Records for processing: Begin
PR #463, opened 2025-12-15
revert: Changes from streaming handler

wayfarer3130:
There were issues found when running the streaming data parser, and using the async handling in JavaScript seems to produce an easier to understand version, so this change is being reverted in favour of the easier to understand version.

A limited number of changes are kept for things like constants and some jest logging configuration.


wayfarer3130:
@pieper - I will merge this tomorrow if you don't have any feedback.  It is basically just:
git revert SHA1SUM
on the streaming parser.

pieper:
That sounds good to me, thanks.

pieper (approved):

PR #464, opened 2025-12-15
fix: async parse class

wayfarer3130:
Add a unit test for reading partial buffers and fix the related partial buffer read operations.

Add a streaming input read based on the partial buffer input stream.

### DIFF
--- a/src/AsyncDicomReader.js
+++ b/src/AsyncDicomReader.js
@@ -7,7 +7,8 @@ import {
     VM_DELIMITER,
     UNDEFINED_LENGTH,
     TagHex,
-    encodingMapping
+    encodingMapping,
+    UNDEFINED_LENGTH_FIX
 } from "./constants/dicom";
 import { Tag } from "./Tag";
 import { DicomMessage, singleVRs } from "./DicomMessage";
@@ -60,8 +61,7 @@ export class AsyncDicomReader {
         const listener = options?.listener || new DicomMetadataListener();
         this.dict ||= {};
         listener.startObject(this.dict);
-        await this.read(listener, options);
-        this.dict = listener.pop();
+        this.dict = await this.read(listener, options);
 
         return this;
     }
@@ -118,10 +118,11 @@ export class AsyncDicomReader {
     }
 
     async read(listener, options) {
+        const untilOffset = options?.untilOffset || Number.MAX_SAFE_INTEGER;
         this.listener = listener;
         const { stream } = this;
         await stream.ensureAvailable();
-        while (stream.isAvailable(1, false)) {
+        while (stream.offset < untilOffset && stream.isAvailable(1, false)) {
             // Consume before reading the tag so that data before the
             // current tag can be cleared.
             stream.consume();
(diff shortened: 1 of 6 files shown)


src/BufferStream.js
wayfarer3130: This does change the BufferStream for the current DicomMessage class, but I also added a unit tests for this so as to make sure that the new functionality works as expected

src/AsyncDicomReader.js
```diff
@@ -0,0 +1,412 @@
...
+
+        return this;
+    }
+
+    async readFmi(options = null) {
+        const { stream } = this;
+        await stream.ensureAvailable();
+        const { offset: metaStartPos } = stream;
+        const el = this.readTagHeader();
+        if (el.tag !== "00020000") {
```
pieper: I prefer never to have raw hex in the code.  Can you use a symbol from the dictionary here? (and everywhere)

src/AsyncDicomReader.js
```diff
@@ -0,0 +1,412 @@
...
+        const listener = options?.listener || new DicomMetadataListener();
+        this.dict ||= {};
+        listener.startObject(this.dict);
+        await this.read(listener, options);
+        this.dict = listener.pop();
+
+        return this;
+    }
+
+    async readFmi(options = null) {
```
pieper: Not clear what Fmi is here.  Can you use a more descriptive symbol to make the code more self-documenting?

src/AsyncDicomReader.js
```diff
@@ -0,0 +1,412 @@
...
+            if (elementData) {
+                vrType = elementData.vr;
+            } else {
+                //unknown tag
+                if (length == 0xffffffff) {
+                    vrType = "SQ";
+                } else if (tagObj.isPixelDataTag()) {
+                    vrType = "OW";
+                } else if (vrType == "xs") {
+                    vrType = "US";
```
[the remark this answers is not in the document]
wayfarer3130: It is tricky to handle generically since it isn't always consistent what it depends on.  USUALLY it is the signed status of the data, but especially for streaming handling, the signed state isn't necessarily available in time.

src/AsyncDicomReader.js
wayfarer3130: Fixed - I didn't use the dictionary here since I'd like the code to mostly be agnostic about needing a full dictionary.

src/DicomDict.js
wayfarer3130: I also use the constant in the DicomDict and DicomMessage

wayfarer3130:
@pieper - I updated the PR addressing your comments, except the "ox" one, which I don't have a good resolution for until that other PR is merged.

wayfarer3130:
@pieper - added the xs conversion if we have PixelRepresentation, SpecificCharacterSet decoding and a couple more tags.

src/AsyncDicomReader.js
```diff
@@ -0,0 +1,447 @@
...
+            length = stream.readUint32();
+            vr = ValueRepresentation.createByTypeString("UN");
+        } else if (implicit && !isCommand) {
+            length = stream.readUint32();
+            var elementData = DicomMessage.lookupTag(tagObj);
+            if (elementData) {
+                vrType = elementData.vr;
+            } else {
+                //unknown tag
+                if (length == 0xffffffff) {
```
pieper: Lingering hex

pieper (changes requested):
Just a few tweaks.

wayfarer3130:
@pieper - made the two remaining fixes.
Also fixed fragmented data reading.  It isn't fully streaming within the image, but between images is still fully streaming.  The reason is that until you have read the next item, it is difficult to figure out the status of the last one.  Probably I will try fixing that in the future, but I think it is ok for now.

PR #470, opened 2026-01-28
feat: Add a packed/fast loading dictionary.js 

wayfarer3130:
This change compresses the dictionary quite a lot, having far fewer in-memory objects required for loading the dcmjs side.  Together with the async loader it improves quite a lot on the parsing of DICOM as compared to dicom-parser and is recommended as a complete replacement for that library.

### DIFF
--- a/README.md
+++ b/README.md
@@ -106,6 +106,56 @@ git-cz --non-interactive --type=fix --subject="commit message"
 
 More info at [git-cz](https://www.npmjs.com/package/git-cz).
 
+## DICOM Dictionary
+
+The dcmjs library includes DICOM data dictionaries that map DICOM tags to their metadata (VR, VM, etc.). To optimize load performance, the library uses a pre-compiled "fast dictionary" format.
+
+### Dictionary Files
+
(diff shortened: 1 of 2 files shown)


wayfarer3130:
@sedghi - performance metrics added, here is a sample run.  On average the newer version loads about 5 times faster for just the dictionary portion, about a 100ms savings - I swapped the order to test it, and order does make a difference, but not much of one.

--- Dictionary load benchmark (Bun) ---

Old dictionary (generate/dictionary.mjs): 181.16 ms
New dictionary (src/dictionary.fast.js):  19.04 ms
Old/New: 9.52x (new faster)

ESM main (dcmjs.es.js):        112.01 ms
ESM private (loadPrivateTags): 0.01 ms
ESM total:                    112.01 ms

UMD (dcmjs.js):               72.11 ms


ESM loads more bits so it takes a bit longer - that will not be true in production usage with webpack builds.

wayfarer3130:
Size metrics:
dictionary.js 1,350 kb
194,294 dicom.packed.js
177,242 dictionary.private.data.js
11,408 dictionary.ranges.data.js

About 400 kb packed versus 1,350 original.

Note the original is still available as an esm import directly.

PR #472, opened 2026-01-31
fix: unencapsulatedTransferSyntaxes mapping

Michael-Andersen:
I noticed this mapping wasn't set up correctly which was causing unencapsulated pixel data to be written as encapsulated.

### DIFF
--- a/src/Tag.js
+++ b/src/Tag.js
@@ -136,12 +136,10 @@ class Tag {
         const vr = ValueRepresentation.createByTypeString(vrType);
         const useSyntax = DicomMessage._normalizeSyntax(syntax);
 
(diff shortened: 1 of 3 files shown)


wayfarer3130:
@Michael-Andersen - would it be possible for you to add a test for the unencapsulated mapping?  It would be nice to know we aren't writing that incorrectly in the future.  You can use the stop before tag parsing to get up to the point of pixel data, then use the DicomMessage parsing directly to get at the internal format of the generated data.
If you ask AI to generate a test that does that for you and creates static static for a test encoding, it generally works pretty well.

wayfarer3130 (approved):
Records for processing: End
What is expected:
In the entries above, the lines from the one bearing "while (stream.offset <" up to and including the one bearing "src/BufferStream.js" should be transcribed exactly; no other line is wanted.

Solution to this task:
+        while (stream.offset < untilOffset && stream.isAvailable(1, false)) {
             // Consume before reading the tag so that data before the
             // current tag can be cleared.
             stream.consume();
(diff shortened: 1 of 6 files shown)


src/BufferStream.js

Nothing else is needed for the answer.